We used an environment variable to configure the application. Environment variables are passed into the container and can be used by the application to change its behaviour. In this case we are using the TRUST_PROXY environment variable from the container documentation. This will cause etherpad to trust Google when it says that the application is being hosted over HTTPS.

Create a database instance

Although your etherpad image has been deployed, it is not yet fully functional. The default pad text suggests this:

Warning: DirtyDB is used. This is fine for testing but not recommended for production. -- To suppress these warning messages change suppressErrorsInPadText to true in your settings.json

DirtyDB is a simple filesystem-based database. What is going on behind the scenes is that when the first request for your application comes in, Cloud Run finds a machine to run it on, deploys the container and starts directing traffic to the container. If traffic increases, more containers are deployed and if traffic decreases, fewer containers are deployed.
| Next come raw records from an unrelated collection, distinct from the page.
PR #2514, opened 2025-08-13
chore(test_wsgi): increase startup allowance on macos-15

vytas7:


CaselIT (approved):
Maybe the prints could be conditional on a global variable?

vytas7:
> Maybe the prints could be conditional on a global variable?

Dunno, we already have similar prints in `test_wsgi_servers.py` etc, maybe it's not an issue?
`pytest` captures the `stdout` normally anyway, unless instructed otherwise.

If there is no traffic, Cloud Run will remove all the containers.

The etherpad container writes state to the local filesystem. This is a problem when Cloud Run adds more containers: each container will have a different database. It is even more of a problem when Cloud Run scales back to zero containers. Then the entire database will be deleted(!)
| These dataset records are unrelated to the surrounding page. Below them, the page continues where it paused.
PR #2518, opened 2025-08-15
chore(test_wsgi): perform more debug in Actions on Darwin

vytas7:


vytas7:
Closing, I haven't found any approach that actually works, and probably we don't want to wait 60s for it to come up either.

Interesting enough, Uvicorn works in other tests when started via a separate process (not using `multiprocessing`), so maybe that's the way to go. I tested running in a thread, and it didn't work either.

So just keep skipping for now seems the most reasonable option until this is understood.

PR #2521, opened 2025-08-27
perf(uri): speed up URI encoding by hand-crafted Cython code

### LINKED ISSUE #1169: Consider using percentcoding to speed up encoding speeds under CPython
See also: https://github.com/acg/python-percentcoding

vytas7:
The URI encoding functions [encode()](https://falcon.readthedocs.io/en/stable/api/util.html#falcon.uri.encode), [encode_check_escaped()](https://falcon.readthedocs.io/en/stable/api/util.html#falcon.uri.encode_check_escaped), [encode_value()](https://falcon.readthedocs.io/en/stable/api/util.html#falcon.uri.encode_value), and [encode_value_check_escaped()](https://falcon.readthedocs.io/en/stable/api/util.html#falcon.uri.encode_value_check_escaped) have been reimplemented in Cython, leading to a significant speed bump under CPython (provided Falcon is [installed](file:///home/vytas/progs/falcon/docs/_build/html/user/install.html#install) from a binary wheel, or cythonized from a source distribution).

The performance improvement can reach an order of magnitude, although the actual numbers vary depending on the input data. For instance, on CPython 3.12, calling [encode_value()](https://falcon.readthedocs.io/en/stable/api/util.html#falcon.uri.encode_value) with `'no-reply@falconframework.org'` would be sped up ~9x, and using the already encoded value `'no-reply%40falconframework.org'` with [encode_value_check_escaped()](https://falcon.readthedocs.io/en/stable/api/util.html#falcon.uri.encode_value_check_escaped) could yield a ~12x speed boost. (#1169)

Closes #1169.

### DIFF
--- a/falcon/cyutil/uri.pyx
+++ b/falcon/cyutil/uri.pyx
@@ -17,7 +17,7 @@ from cpython.mem cimport PyMem_Malloc, PyMem_Free
 from libc.string cimport memcpy
 
 
-cdef void _init_hex_table(int* data):
+cdef void _init_hex_chars_table(int* data):
     cdef Py_ssize_t index
 
     for index in range(0x10000):
@@ -31,19 +31,33 @@ cdef void _init_hex_table(int* data):
                 pass
 
 
+cdef void _init_hex_encoded_table(int* data):
+    cdef Py_ssize_t index
+    cdef unsigned char b1
+    cdef unsigned char b2
+
+    for index in range(0x100):
+        b1, b2 = f'{index:02X}'.encode()
+        data[index] = (b1 << 8) + b2
+
+
 # PERF(vytas): Cache hex characters lookup table
-cdef int[0x10000] HEX_CHARS
-_init_hex_table(HEX_CHARS)
+cdef int[0x10000] _HEX_CHARS
+_init_hex_chars_table(_HEX_CHARS)
+
+# PERF(vytas): Encoded hex characters.
+cdef int[0x100] _HEX_ENCODED
+_init_hex_encoded_table(_HEX_ENCODED)
 
 # PERF(vytas): Cache an empty string object.
 cdef EMPTY_STRING = u''
 
 
-cdef inline int cy_decode_hex(unsigned char nibble1, unsigned char nibble2):
-    return HEX_CHARS[(nibble1 << 8) | nibble2]
+cdef inline int _cy_decode_hex(unsigned char nibble1, unsigned char nibble2):
+    return _HEX_CHARS[(nibble1 << 8) | nibble2]
 
 
-cdef unicode cy_decode(unsigned char* data, Py_ssize_t start, Py_ssize_t end,
+cdef unicode _cy_decode(unsigned char* data, Py_ssize_t start, Py_ssize_t end,
                        Py_ssize_t encoded_start, bint unquote_plus):
     # PERF(vytas): encoded_start being -1 signifies that the caller
     #   (cy_parse_query_string) has already verified that no encoding
@@ -81,7 +95,7 @@ cdef unicode cy_decode(unsigned char* data, Py_ssize_t start, Py_ssize_t end,
 
             # NOTE(vytas): Else %
             if pos < end - 2:
-                decoded = cy_decode_hex(data[pos+1], data[pos+2])
+                decoded = _cy_decode_hex(data[pos+1], data[pos+2])
                 if decoded < 0:
                     continue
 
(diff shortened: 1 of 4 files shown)


falcon/cyutil/uri.pyx
```diff
@@ -31,19 +31,33 @@ cdef void _init_hex_table(int* data):
...
 
 
+cdef void _init_hex_encoded_table(int* data):
+    cdef Py_ssize_t index
+    cdef unsigned char b1
+    cdef unsigned char b2
+
+    for index in range(0x100):
+        b1, b2 = f'{index:02X}'.encode()
+        data[index] = (b1 << 8) + b2
```
CaselIT, line 41: don't we need to cast to int at least one of the two? or `b1 << 8` does automatically cast a char (1byte) to short(2 bytes)/int(4bytes)?

falcon/cyutil/uri.pyx
```diff
@@ -252,14 +266,159 @@ cdef cy_parse_query_string(unsigned char* data, Py_ssize_t length,
...
+    cdef bint already_escaped = check_is_escaped
+
+    # PERF(vytas): Here we unroll the code for different values of is_value.
+    #   This could by DRYed at a minor perf cost, but, OTOH, these
+    #   redundant blocks are not too large anyway.
+    if is_value:
+        for pos in range(length):
+            # NOTE(vytas): See _UNRESERVED in uri.py.
+            if data[pos] not in (b'ABCDEFGHIJKLMNOPQRSTUVWXYZabcdefghijklmnopqrstuvwxyz'
+                                 b'0123456789-._~'):
```
CaselIT, line 282: are we sure that a set is not faster? in python it is significantly faster

need to use `ord(data[pos])` in case

CaselIT: same in the other places. it would also simplify drying this

falcon/cyutil/uri.pyx
vytas7: No, this works even in pure Python. Iterating over a bytestring yields bytes (`int` in pure Python), not bytestrings of 1 char:
```python
>>> b1, b2 = b'AB'
>>> b1
65
>>> b2
66
```

falcon/cyutil/uri.pyx
vytas7: No, I'm pretty sure a set is **not** faster. Because in order to test for set inclusion, you would need to compute Python hash etc.

Meanwhile, these statements with a constant get compiled into C `switch` statements, which are usually implemented by a local jump table or other kind of wicked techniques. The whole inclusion test can be often done in just a couple of CPU cycles.

falcon/cyutil/uri.pyx
CaselIT: ok, but we have typed b1 and b2 as unsiched chars, so one byte.

then we do << 8 on it. that would overflow if it's not promoted to an int. all I'm saying is that maybe we could add `data[index] = (<int>b1 << 8) + b2` just to be on the safe side. It's seemingly already doing that since the test work, so it should not have any impact on perf

falcon/cyutil/uri.pyx
CaselIT: oh, have you looked at the c output? that was just a though

vytas7: Yeah, I also read about it before how Cython can optimize this kind of inclusion test.

Cf
```cython
HEX_CHARS = frozenset(b'0123456789ABCDEFabcdef')


def count_chars_in1():
    cdef unsigned char c
    cdef int result = 0

    for c in range(0xFF):
        if c in b'0123456789ABCDEFabcdef':
            result += 1

    return result


def count_chars_in2():
    cdef unsigned char c
    cdef int result = 0

    for c in range(0xFF):
        if c in HEX_CHARS:
            result += 1

    return result
```

You wouldn't get this result in pure Python, but when cythonized, the first function is ~14x faster.

CaselIT: hanks for checking

falcon/cyutil/uri.pyx
vytas7: No, this function has no impact on perf at all, because it is used to prepare a lookup table in advance.

I see what you mean, no, it shouldn't be a problem, these kind of expressions are normally computed at least as 32 bit. But I can change the types just to stay on the safe side, yes!

CaselIT: it's likely just me that's rusty in c semantics. given that everything works it's likely as you say

vytas7: Yeah, but things like that may vary depending on the compiler, OS, and architecture, so I like the idea of fixing it properly.

CaselIT (approved):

Containers should be stateless. That is to say that they shouldn't rely on storing state in memory on on disk which may be needed from one request to another.

We're going to add a small PostgreSQL database instance to your project which will be used to store state. This is provided by a product called Cloud SQL.

Go to the Cloud SQL console and click Create instance and then click Choose PostgreSQL. Wait a a few moments for cloud resources to be created behind the scenes and then provide the following values:

  • For Instance ID use "sql-xxxxxx". In this example we use a random id since it can be up to a week before an instance id can be re-used in the same project.
  • For Default user password click Generate.
  • For Region choose europe-west2 (London) and keep Zone to Any.
  • It is OK to leave Database version at the default value.
  • Click Show configuration options and then Machine type and storage.
  • Drag the Cores slider to the left to select 1 shared vCPU.
  • Scroll to the bottom of the page and click Create.

Google will start to provision your database. After a while the provisioning should be complete and you should be looking at the instance's dashboard:

Cloud SQL dashboard

Click the icon at the right of the Connection name box. This will copy a bit of text to your clipboard. Paste it somewhere safe because we're going to use it later.

Important

As we saw above, Google Cloud has its own IAM system which supports service accounts and G Suite accounts. PostgreSQL has its own set of users called "database users".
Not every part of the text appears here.